▶ [Stored data]:
PR #2573, opened 2026-03-06
feat(skore): Add evaluate() dispatcher function

### LINKED ISSUE #2520: feat: add top-level `skore.evaluate(estimator, X_test, y_test)` for final test-set evaluation
### The gap

skore already has the excellent `CrossValidationReport` for **during development** (unfitted estimator + full training data + CV).

What is still missing is the **final honest evaluation** after you have trained your model on all training data:

```python
# Current way (works but verbose + requires knowing internal names)
report = EstimatorReport(
    estimator=final_model,
    X_test=X_test,
    y_test=y_test,
    fit=False
)
report.metrics.summarize()

from skore import evaluate

report = evaluate(final_model, X_test, y_test)   
report.metrics.summarize()
# or even auto-rich output on creation



_No response_

### Additional context

_No response_

### PR DESCRIPTION
**Pull request by raotalha71**
#### Change description

Closes #2520

## What this PR does

Adds a public `skore.evaluate()` function that dispatches to the right report class based on the `splitter` parameter:

| `splitter` value | Returns |
|---|---|
| `float` (default `0.2`) | `EstimatorReport` (train-test split via skore's `train_test_split`) |
| `"prefit"` | `EstimatorReport` (already fitted model, test-only evaluation) |
| `int` | `CrossValidationReport` (k-fold CV) |
| CV object (`KFold`, etc.) | `CrossValidationReport` |
| `estimator=list` | `ComparisonReport` (wraps individual reports) |

## Design decisions (confirmed with @jeromedockes)

- `splitter="prefit"` uses a string sentinel (not `None`)
- `splitter=int` maps to KFold via `CrossValidationReport`'s `check_cv()`
- Uses **skore's** `train_test_split` (not sklearn's) to get smart warnings for free
- For multiple estimators with float splitter, data is split once and reused so `ComparisonReport` sees identical test targets

## Example usage

```python
from skore import evaluate

# Train-test split (default)
report = evaluate(LogisticRegression(), X, y)

# 5-fold cross-validation
report = evaluate(LogisticRegression(), X, y, splitter=5)

# Pre-fitted model
fitted = LogisticRegression().fit(X, y)
report = evaluate(fitted, X, y, splitter="prefit")

# Compare models
report = evaluate([LogisticRegression(), DecisionTreeClassifier()], X, y, splitter=5)

### DIFF
--- a/skore/tests/unit/sklearn/test_evaluate.py
+++ b/skore/tests/unit/sklearn/test_evaluate.py
@@ -4,8 +4,6 @@ from sklearn.model_selection import KFold, StratifiedKFold
 
 from skore import ComparisonReport, CrossValidationReport, EstimatorReport, evaluate
 
-# --- splitter="prefit" ---
-
 
 def test_evaluate_prefit_estimator(regression_data):
     """A fitted estimator with splitter='prefit' returns an EstimatorReport."""
@@ -26,9 +24,6 @@ def test_evaluate_prefit_unfitted_raises(regression_data):
         evaluate(LinearRegression(), X, y, splitter="prefit")
 
 
-# --- splitter=float (train-test split) ---
-
-
 def test_evaluate_float_splitter(regression_data):
     """A float splitter triggers a single split and returns an EstimatorReport."""
     X, y = regression_data
@@ -45,9 +40,6 @@ def test_evaluate_default_splitter(regression_data):
     assert len(report.X_test) == 0.2 * len(X)
 
 
-# --- splitter=int (cross-validation) ---
-
-
 def test_evaluate_int_splitter(regression_data):
     """An int splitter triggers cross-validation."""
     X, y = regression_data
@@ -56,18 +48,12 @@ def test_evaluate_int_splitter(regression_data):
     assert len(report.estimator_reports_) == 3
 
 
-# --- splitter=CV object ---
-
-
 def test_evaluate_cv_object_splitter(regression_data):
     """A CV object splitter triggers cross-validation."""
     X, y = regression_data
     report = evaluate(LinearRegression(), X, y, splitter=KFold(n_splits=4))
     assert isinstance(report, CrossValidationReport)
     assert len(report.estimator_reports_) == 4
-
-
-# --- multiple estimators ---
 
 
 def test_evaluate_multiple_estimators(regression_data):
@@ -102,17 +88,11 @@ def test_evaluate_multiple_estimators_multiple_X(regression_data):
     assert isinstance(report, ComparisonReport)
 
 
-# --- invalid splitter ---
-
-
 def test_evaluate_invalid_splitter_string(regression_data):
     """An invalid string splitter raises ValueError."""
     X, y = regression_data
     with pytest.raises(ValueError, match="Invalid string value for splitter"):
         evaluate(LinearRegression(), X, y, splitter="invalid")
-
-
-# --- classification ---
 
 
 def test_evaluate_classification(binary_classification_data):
@@ -128,9 +108,6 @@ def test_evaluate_classification_cv(binary_classification_data):
     report = evaluate(LogisticRegression(), X, y, splitter=StratifiedKFold(n_splits=3))
     assert isinstance(report, CrossValidationReport)
     assert len(report.estimator_reports_) == 3
-
-
-# --- pos_label ---
 
 
 def test_evaluate_pos_label(binary_classification_data):
--- a/skore/tests/unit/sklearn/train_test_split/test_train_test_split.py
+++ b/skore/tests/unit/sklearn/train_test_split/test_train_test_split.py
@@ -285,9 +285,6 @@ def test_train_test_split_check_dict_no_X_no_y():
     assert list(keys) == ["z_train", "z_test"]
 
 
-# --- TrainTestSplit ---
-
-
 class TestTrainTestSplit:
     """Tests for the TrainTestSplit splitter class."""
 

### CODE REVIEW

File: skore/src/skore/_sklearn/evaluate.py [hunk 1]
```diff
@@ -0,0 +1,209 @@
...
+
+    >>> report = evaluate(LogisticRegression(), X, y, splitter=5)
+
+    Evaluate a pre-fitted estimator:
+
+    >>> fitted_model = LogisticRegression().fit(X, y)
+    >>> report = evaluate(fitted_model, X, y, splitter="prefit")
+    """
+    if isinstance(estimator, list):
+        return _evaluate_multiple(
```
glemaitre: I don't think that we need to have this function:

```python
return ComparisonReport(
    [
        _evaluate_single(est, X=X, y=y, splitter=splitter, pos_label=pos_label, n_jobs=n_jobs)
        for est in estimators
    ]
)
```

skore/src/skore/_sklearn/evaluate.py
```diff
@@ -0,0 +1,209 @@
...
+            estimator, X, y, splitter=splitter, pos_label=pos_label, n_jobs=n_jobs
```
glemaitre: Actually `X` could be a list as specified by @GaetandeCast in https://github.com/probabl-ai/skore/issues/2520#issuecomment-3989801576. It will be the case that one did some feature engineering and will attempt to assess the impact of it. So we actuaally need to get both `X` and `estimator` in the loop

skore/src/skore/_sklearn/evaluate.py
```diff
@@ -0,0 +1,209 @@
...
+    y: ArrayLike | None = None,
+    *,
+    splitter: float | int | str | SKLearnCrossValidator | Generator | None = 0.2,
+    pos_label: int | float | bool | str | None = None,
+    n_jobs: int | None = None,
+) -> EstimatorReport | CrossValidationReport | ComparisonReport:
+    """Evaluate one or more estimators on the given data.
+
+    This function is a dispatcher that creates the appropriate report based on
+    the ``splitter`` parameter:
```
glemaitre: I would avoid to name "dispatcher" here. It is a really technical terms.

I would only simplify that passing several `estimator` will provide a report to compare them while the `splitter` parameter will enable whether or not a cross-validation.

skore/src/skore/_sklearn/evaluate.py
```diff
@@ -0,0 +1,209 @@
...
+      evaluates it on ``X`` and ``y`` as test data.
+    - An integer or cross-validation object triggers cross-validation and
+      returns a :class:`~skore.CrossValidationReport`.
+    - When ``estimator`` is a list, each estimator is evaluated individually
+      and the results are wrapped in a :class:`~skore.ComparisonReport`.
+
+    Parameters
+    ----------
+    estimator : estimator object or list of estimator objects
+        A scikit-learn compatible estimator, or a list of estimators to compare.
```
glemaitre:
```suggestion
        A scikit-learn compatible estimator, or a list of such estimators to compare.
```

skore/src/skore/_sklearn/evaluate.py
```diff
@@ -0,0 +1,209 @@
...
+    y: Any,
+    *,
+    splitter: Any,
+    pos_label: Any,
+    n_jobs: Any,
+) -> EstimatorReport | CrossValidationReport:
+    """Evaluate a single estimator based on the splitter type."""
+    from skore._sklearn._cross_validation.report import CrossValidationReport
+    from skore._sklearn._estimator.report import EstimatorReport
+    from skore._sklearn.train_test_split.train_test_split import train_test_split
```
glemaitre: Apart if you have a circular import, you should not import those inside the function.

skore/src/skore/_sklearn/evaluate.py
```diff
@@ -0,0 +1,209 @@
...
+
+    if isinstance(splitter, str):
+        if splitter != "prefit":
+            raise ValueError(
+                f"Invalid string value for splitter: {splitter!r}. "
+                "The only supported string value is 'prefit'."
+            )
+        check_is_fitted(estimator)
```
glemaitre: You don't need this part of the code. It will be handled by the `EstimatorReport` itself.

```python
return EstimatoReport(estimator, X_test=X, y_test=y, pos_label=pos_label)
```

skore/src/skore/_sklearn/evaluate.py
```diff
@@ -0,0 +1,209 @@
...
+            estimator, X, y, pos_label=pos_label, splitter=splitter, n_jobs=n_jobs
+        )
+
+    # Duck-type check for CV splitter objects (has split and get_n_splits)
+    if hasattr(splitter, "split") and hasattr(splitter, "get_n_splits"):
+        return CrossValidationReport(
+            estimator, X, y, pos_label=pos_label, splitter=splitter, n_jobs=n_jobs
+        )
+
+    raise TypeError(
```
glemaitre: Let's not raise the error ourself. Let's just pass the splitter and the let `CrossValidationReport` raise the error (or the `check_cv`).

skore/src/skore/_sklearn/evaluate.py
```diff
@@ -0,0 +1,209 @@
...
+                "The only supported string value is 'prefit'."
+            )
+        check_is_fitted(estimator)
+        return EstimatorReport(
+            estimator, fit=False, X_test=X, y_test=y, pos_label=pos_label
+        )
+
+    if isinstance(splitter, (float, type(None))):
+        test_size = splitter if splitter is not None else 0.2
+        split_data = train_test_split(X, y, test_size=test_size, as_dict=True)
```
glemaitre: Here, I would prefere to always rely on splitter and create a `TrainTestSplit` splitter. We can make this splitter private for the moment.

```python
if isinstance(splitter, float):
    splitter = TrainTestSplit(test_size=test_size)
```

We need to create a splitter that internally call the `sklearn.model_selection.train_test_split` that would return the training and testing indices with the `split` method and `1` for the `get_n_split()`.
Then, it means, that we can always call the `CrossValidationReport`. We only need to unpack the report for splitter with a single split:

```python
report = CrossValidationReport(..., splitter=splitter, ...)
if splitter.get_n_splits() == 1:
    return report.estimator_reports_[0]
return report
```

skore/src/skore/_sklearn/evaluate.py
```diff
@@ -0,0 +1,209 @@
...
+            raise ValueError(
+                f"Invalid string value for splitter: {splitter!r}. "
+                "The only supported string value is 'prefit'."
+            )
+        check_is_fitted(estimator)
+        return EstimatorReport(
+            estimator, fit=False, X_test=X, y_test=y, pos_label=pos_label
+        )
+
+    if isinstance(splitter, (float, type(None))):
```
glemaitre: We should not support `None`

skore/src/skore/_sklearn/evaluate.py
```diff
@@ -0,0 +1,209 @@
...
+    estimator : estimator object or list of estimator objects
+        A scikit-learn compatible estimator, or a list of estimators to compare.
+
+    X : array-like of shape (n_samples, n_features)
+        Feature matrix.
+
+    y : array-like of shape (n_samples,) or None, default=None
+        Target vector. Can be ``None`` for unsupervised tasks.
+
+    splitter : float, int, str, cross-validation object, or None, default=0.2
```
glemaitre: From what I understand, we would like to not have the option `None` because we are using `"prefit"`. @jeromedockes did I understand properly?

skore/src/skore/_sklearn/evaluate.py
raotalha71: Done. Inlined the ComparisonReport creation directly in  evaluate() .Recursive calls handle each estimator.

skore/src/skore/_sklearn/evaluate.py
raotalha71: Done. When estimator is a list, X can now also be a list (zipped with strict=True). When X is not a list, the same X is reused for all estimators.

skore/src/skore/_sklearn/evaluate.py
raotalha71: Done. Simplified the docstring  no longer says "dispatcher".

glemaitre:
@raotalha71 please do not force push in PR. We are going to squash commits at the end. Not force pushing allow to see the increment between commit.

skore/src/skore/_sklearn/evaluate.py
raotalha71: Done. Updated the estimator parameter docstring accordingly.

skore/src/skore/_sklearn/evaluate.py
raotalha71: Done. All imports moved to module level ,verified no circular import exists.

skore/src/skore/_sklearn/evaluate.py
raotalha71: Done. Removed check_is_fitted. For splitter="prefit", we now just call EstimatorReport(estimator, X_test=X, y_test=y, pos_label=pos_label) and let it handle the fitted/unfitted logic internally.

skore/src/skore/_sklearn/evaluate.py
raotalha71: Done. Removed the explicit TypeError ,invalid splitter types now fall through to CrossValidationReport which handles the error.

skore/src/skore/_sklearn/evaluate.py
raotalha71: Done. Created _TrainTestSplit class that wraps sklearn.model_selection.train_test_split, implements split/get_n_splits, and caches the split result for comparison consistency. Float splitter now always goes through CrossValidationReport, and single-split results are unwrapped via get_n_splits() == 1.

skore/src/skore/_sklearn/evaluate.py
raotalha71: Done. Removed None from the splitter type annotation.

raotalha71:
Ohh my bad sorry , will not force push again

glemaitre:
Also no need to answer in each comment repeating the requested change. It is enough to push your changes and only comment when something is unclear or that we should pay attention during the next review. A single message to mention that it is ready for a next review is enough 😉

raotalha71:
Haha , I will avoid spam replies...😁

skore/src/skore/_sklearn/evaluate.py
```diff
@@ -0,0 +1,177 @@
...
+    This private splitter wraps ``sklearn.model_selection.train_test_split`` and
+    exposes ``split`` / ``get_n_splits`` so that it can be passed to
+    :class:`~skore.CrossValidationReport`.
+
+    The split result is cached so that the same indices are reused when
+    comparing multiple estimators.
+    """
+
+    def __init__(self, test_size: float = 0.2) -> None:
+        self.test_size = test_size
```
glemaitre: You need to add all the parameters of the `train_test_split` funciton from scikit-learn.

skore/src/skore/_sklearn/evaluate.py
```diff
@@ -0,0 +1,177 @@
...
+        self._cached_split: tuple[np.ndarray, np.ndarray] | None = None
```
glemaitre: We don't need to cache the split because the `random_state` will be used for such case.

skore/src/skore/_sklearn/evaluate.py
```diff
@@ -0,0 +1,177 @@
...
+            n_samples = X.shape[0] if hasattr(X, "shape") else len(X)
+            indices = np.arange(n_samples)
+            train_idx, test_idx = sklearn_train_test_split(
+                indices, test_size=self.test_size
+            )
+            self._cached_split = (train_idx, test_idx)
+        yield self._cached_split
+
+
+def evaluate(
```
GaetandeCast, line 22: We should probably document the usage of this function in the documentation to make it discoverable. Perhaps in a separate PR?

raotalha71: Thanks! I agree, I can open a separate PR to add documentation for evaluate() once this one is merged.

GaetandeCast:
@raotalha71 there are some typing issues with mypy that need to be resolved. Install pre-commit hooks to have mypy run locally each time you commit.

raotalha71:
> @raotalha71 there are some typing issues with mypy that need to be resolved. Install pre-commit hooks to have mypy run locally each time you commit.

Done! I've installed pre-commit hooks locally so mypy and other checks run automatically before each commit. The mypy type errors were already fixed in commit 71b7c04 , used cast to narrow the reports list type for ComparisonReport, and added a type guard for X when estimator is not a list.

skore/src/skore/_sklearn/evaluate.py
```diff
@@ -0,0 +1,186 @@
...
+    def get_n_splits(self, X: Any = None, y: Any = None, groups: Any = None) -> int:
+        """Return the number of splits (always 1)."""
+        return 1
+
+    def split(self, X: Any, y: Any = None, groups: Any = None):
+        """Generate a single train-test split of indices."""
+        if self._cached_split is None:
+            n_samples = X.shape[0] if hasattr(X, "shape") else len(X)
+            indices = np.arange(n_samples)
+            train_idx, test_idx = sklearn_train_test_split(
```
GaetandeCast: We should fix the seed in this call, and be explicit in the documentation about what we do when `splitter` is a `float`: i.e. the default value of shuffle, the value of the seed etc.

skore/src/skore/_sklearn/evaluate.py
```diff
@@ -0,0 +1,186 @@
...
+                evaluate(
+                    est,
+                    X,
+                    y,
+                    splitter=splitter,
+                    pos_label=pos_label,
+                    n_jobs=n_jobs,
+                )
+                for est in estimator
+            ]
```
GaetandeCast:
```suggestion
        if not isinstance(X, list):
            X = [X] * len(estimator)
        reports = [
            evaluate(
                est,
                x,
                y,
                splitter=splitter,
                pos_label=pos_label,
                n_jobs=n_jobs,
            )
            for est, x in zip(estimator, X, strict=True)
        ]
```
Let's avoid repetition.

skore/src/skore/_sklearn/evaluate.py
```diff
@@ -0,0 +1,186 @@
...
+    >>> report = evaluate(LogisticRegression(), X, y)
+
+    Cross-validation with 5 folds:
+
+    >>> report = evaluate(LogisticRegression(), X, y, splitter=5)
+
+    Evaluate a pre-fitted estimator:
+
+    >>> fitted_model = LogisticRegression().fit(X, y)
+    >>> report = evaluate(fitted_model, X, y, splitter="prefit")
```
GaetandeCast: I would not advertise reusing the train set for testing.

GaetandeCast: i.e. add a manual train_test before the fit

raotalha71:
Addressed all review comments in commit 2ed2b84:

Added all train_test_split parameters to _TrainTestSplit (test_size, train_size, random_state, shuffle, stratify)
Removed caching using random_state=0 by default for reproducibility
Simplified list X handling with if not isinstance(X, list): X = [X] * len(estimator) as suggested
Fixed prefit docstring example to use a proper train/test split before fitting
Documented float splitter behavior in docstring (shuffle enabled, fixed seed random_state=0)

skore/src/skore/_sklearn/evaluate.py
```diff
@@ -0,0 +1,188 @@
...
+
+from typing import TYPE_CHECKING, Any, cast
+
+import numpy as np
+from sklearn.base import BaseEstimator
+from sklearn.model_selection import train_test_split as sklearn_train_test_split
+
+from skore._sklearn._comparison.report import ComparisonReport
+from skore._sklearn._cross_validation.report import CrossValidationReport
+from skore._sklearn._estimator.report import EstimatorReport
```
GaetandeCast, line 11:
```suggestion
from skore import ComparisonReport, CrossValidationReport, EstimatorReport
```

skore/src/skore/_sklearn/evaluate.py
```diff
@@ -0,0 +1,188 @@
...
+    def get_n_splits(self, X: Any = None, y: Any = None, groups: Any = None) -> int:
+        """Return the number of splits (always 1)."""
+        return 1
+
+    def split(self, X: Any, y: Any = None, groups: Any = None):
+        """Generate a single train-test split of indices."""
+        n_samples = X.shape[0] if hasattr(X, "shape") else len(X)
+        indices = np.arange(n_samples)
+        train_idx, test_idx = sklearn_train_test_split(
+            indices,
```
GaetandeCast:
```suggestion
        train_idx, test_idx = sklearn_train_test_split(
            np.arange(X.shape[0] if hasattr(X, "shape") else len(X)),
```

skore/src/skore/_sklearn/evaluate.py
```diff
@@ -0,0 +1,188 @@
...
+            test_size=self.test_size,
+            train_size=self.train_size,
+            random_state=self.random_state,
+            shuffle=self.shuffle,
+        )
```
GaetandeCast:
```suggestion
            stratify=self.stratify,
        )
```

skore/src/skore/_sklearn/evaluate.py
```diff
@@ -0,0 +1,188 @@
...
+    if isinstance(splitter, str):
+        if splitter != "prefit":
+            raise ValueError(
+                f"Invalid string value for splitter: {splitter!r}. "
+                "The only supported string value is 'prefit'."
+            )
+        return EstimatorReport(estimator, X_test=X, y_test=y, pos_label=pos_label)
+
+    if isinstance(splitter, float):
+        splitter = _TrainTestSplit(test_size=splitter)
```
GaetandeCast: Actually why don't we use a `ShuffleSplit` with `n_split=1` directly here? Is there any benefit to using `train_test_split` that is just a wrapper to `ShuffleSplit`? cc @glemaitre

skore/src/skore/_sklearn/evaluate.py
```diff
@@ -0,0 +1,188 @@
...
+    Parameters
+    ----------
+    estimator : estimator object or list of estimator objects
+        A scikit-learn compatible estimator, or a list of such estimators
+        to compare.
+
+    X : array-like of shape (n_samples, n_features) or list of array-like
+        Feature matrix. When ``estimator`` is a list, ``X`` can also be a
+        list of feature matrices (one per estimator) to assess the impact
+        of different feature engineering pipelines.
```
GaetandeCast:
```suggestion
        list of feature matrices (one per estimator) to e.g. compare models with
        different preprocessing pipelines.
```

skore/src/skore/_sklearn/evaluate.py
```diff
@@ -0,0 +1,188 @@
...
+
+    y : array-like of shape (n_samples,) or None, default=None
+        Target vector. Can be ``None`` for unsupervised tasks.
```
GaetandeCast:
```suggestion
        Target vector.
```
Actually we recently dropped support for unsupervised learning, until we make proper adjustments for it.

skore/src/skore/_sklearn/evaluate.py
```diff
@@ -0,0 +1,188 @@
...
+            random_state=self.random_state,
+            shuffle=self.shuffle,
+        )
+        yield (train_idx, test_idx)
+
+
+def evaluate(
+    estimator: BaseEstimator | list[BaseEstimator],
+    X: ArrayLike | list[ArrayLike],
+    y: ArrayLike | None = None,
```
GaetandeCast:
```suggestion
    y: ArrayLike,
```
Following the previous comment.

skore/src/skore/_sklearn/evaluate.py
```diff
@@ -0,0 +1,188 @@
...
+        to the underlying report.
+
+    n_jobs : int or None, default=None
+        Number of jobs for parallel execution. Forwarded to
+        :class:`~skore.CrossValidationReport` or
+        :class:`~skore.ComparisonReport`.
+
+    Returns
+    -------
+    report : EstimatorReport, CrossValidationReport, or ComparisonReport
```
GaetandeCast:
```suggestion
    report : :class:`~skore.EstimatorReport`, :class:`~skore.CrossValidationReport` \
        or :class:`~skore.ComparisonReport`
```

skore/src/skore/_sklearn/evaluate.py
```diff
@@ -0,0 +1,188 @@
...
+    ValueError
+        If ``splitter`` is a string other than ``"prefit"``.
+
+    Examples
+    --------
+    >>> from sklearn.datasets import make_classification
+    >>> from sklearn.linear_model import LogisticRegression
+    >>> from skore import evaluate
+    >>> X, y = make_classification(random_state=42)
+    >>> report = evaluate(LogisticRegression(), X, y)
```
GaetandeCast, line 94:
```suggestion

    Default 80/20 train-test split:

    >>> report = evaluate(LogisticRegression(), X, y)
```

skore/tests/unit/sklearn/test_evaluate.py
```diff
@@ -0,0 +1,149 @@
...
+
+@pytest.fixture
+def regression_Xy():
+    return make_regression(n_samples=80, n_features=5, random_state=42)
+
+
+@pytest.fixture
+def classification_Xy():
+    return make_classification(n_samples=80, n_features=5, random_state=42)
+
```
GaetandeCast: Please use the existing fixtures defined in `skore/tests/conftest.py` instead of creating new ones.

skore/tests/unit/sklearn/test_evaluate.py
```diff
@@ -0,0 +1,149 @@
...
+# --- splitter="prefit" ---
+
+
+def test_evaluate_prefit_estimator(regression_Xy):
+    """A fitted estimator with splitter='prefit' returns an EstimatorReport."""
+    X, y = regression_Xy
+    fitted = LinearRegression().fit(X, y)
+    report = evaluate(fitted, X, y, splitter="prefit")
+    assert isinstance(report, EstimatorReport)
+
```
GaetandeCast, line 18:
```suggestion
    assert isinstance(report, EstimatorReport)
    assert report.X_train is None
    assert report.y_train is None
    assert report.X_test is X
    assert report.y_test is y
```

skore/tests/unit/sklearn/test_evaluate.py
```diff
@@ -0,0 +1,149 @@
...
+
+def test_evaluate_float_splitter(regression_Xy):
+    """A float splitter triggers a single split and returns an EstimatorReport."""
+    X, y = regression_Xy
+    report = evaluate(LinearRegression(), X, y, splitter=0.3)
+    assert isinstance(report, EstimatorReport)
+    assert report.X_train is not None
+    assert report.X_test is not None
+
```
GaetandeCast, line 33:
```suggestion
    assert len(report.X_test) == 0.3 * len(X)
```

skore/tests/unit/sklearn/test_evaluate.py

▶ [Task instructions]: Reproduce each line of the records in which "force" appears.

▶ [Solution to this task]:
@raotalha71 please do not force push in PR. We are going to squash commits at the end. Not force pushing allow to see the increment between commit.
Ohh my bad sorry , will not force push again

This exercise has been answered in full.